The movie, whose plot unfolds in the early 20th Century before the Bolshevik
Revolution, told the story of the friendship that emerged between Russian
Army Capt. Vladimir Arsiniev and Dersu Uzala, a nomadic hunter from the
Goldi tribe.
Both meet unexpectedly on a Siberian steppe. The army officer was a
cartographer who led an expedition assigned to explore that remote region of
Asia to draw maps and fix boundaries. The two characters come upon each
other by chance in the middle of the woods and the captain, surprised at
seeing that strange and primitive man, asks -- through an interpreter -- an
odd question: "Where are you from?" The hunter stares back in amazement, not
knowing exactly what to answer, since nomads are not from anywhere and of
course have no idea of what a nation is, and finally, after some hesitation,
he responds: "I am a person." His real homeland was his condition as a human
being. From that moment on, an increasingly affectionate relationship builds
between an educated Russian, aware of the State and the institution he
serves, and a primitive, shrewd and kind hunter who recognizes no identity
other than being a person who lives in total communion with nature.
The problem of identity
I begin these reflections with that anecdote because it broaches with
intelligence the essence of the problem of identity, a phenomenon that
emigrants and their families must inevitably confront. I am an old Cuban who
has lived in Spain more than half of his adult life, while the great
majority of you are very young women and men who have been born in the
United States and are the children or grandchildren of Cubans who went into
exile to escape from communist dictatorship. My "Cubanness" has neither
merit nor demerit, because I didn't choose it. I was born in Havana, in a
very old neighborhood, in the bosom of a Cuban family, and spontaneously
absorbed the identifying features of the tribe to which I inexorably belong.

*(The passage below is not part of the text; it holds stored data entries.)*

PR #2781, opened 2026-06-01
Cap down proj weight block size under GMM_TP

BirdsOfAFthr:
# Description

This PR dynamically caps the down-projection ($w_2$) block-wise requantization size to the device-local dimension size under `GMM_TP` tensor parallelism. This is a change from the past where `MOE_REQUANTIZE_BLOCK_SIZE=512` was applied, which failed with shape errors when the TP mesh was larger than the block size.

* **Why this change is being made**: To prevent JAX sharding indivisibility errors when using block-wise quantization on larger tensor parallel meshes (such as `TP=16`).
* **The problem being solved**: When using a static block size (e.g., `512`), the scale only has `4096 // 512 = 8` elements. On a model partitioned across 16 chips under TP, it will cause indivislbe error.
* **Why this is a good solution**: By dynamically capping the $w_2$ block size to the local partitioned dimension size on the mesh, we eliminate the sharding error completely while preserving the maximum possible block-wise quantization precision on any TP mesh configuration.
* **Specific implementation details**:
  - Modified `tpu_inference/layers/common/process_weights/moe_weights.py` to compute the local dimension size on the target mesh and cap `w2_block_size` accordingly.

# Tests
* I launched Mistral 3 Large on a multi-host setup with TP=16 and hidden dim=4096
* I added a new, fully self-adaptive unit test `test_process_weights_requant_512` in `tests/layers/common/test_process_weights.py` which dynamically adjusts weight shapes and mesh sizes to the physical devices available (`tp_size = len(devices)`), asserting global shapes, sharding specs, and addressable local shard shapes.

The manner in which I speak Spanish, the food I like, the music I listen
to, my historical and cultural references, the urban and rural landscapes
that impregnated my memory and have accompanied me since childhood, the
down-home environment that taught me gesticulations and rites, all these
were freely given to me by the medium in which I grew and evolved until the
age of 18, when I had to leave Cuba after escaping from prison and gaining
political asylum in a Latin American embassy. In other words, in an organic
and absolutely natural manner, with total continuity between my home and the
society in which I lived, a certain identity was built that enveloped the
essential creature my mother had brought into the world in the remote year
1943. That identity, my identity, was simple and monocultural.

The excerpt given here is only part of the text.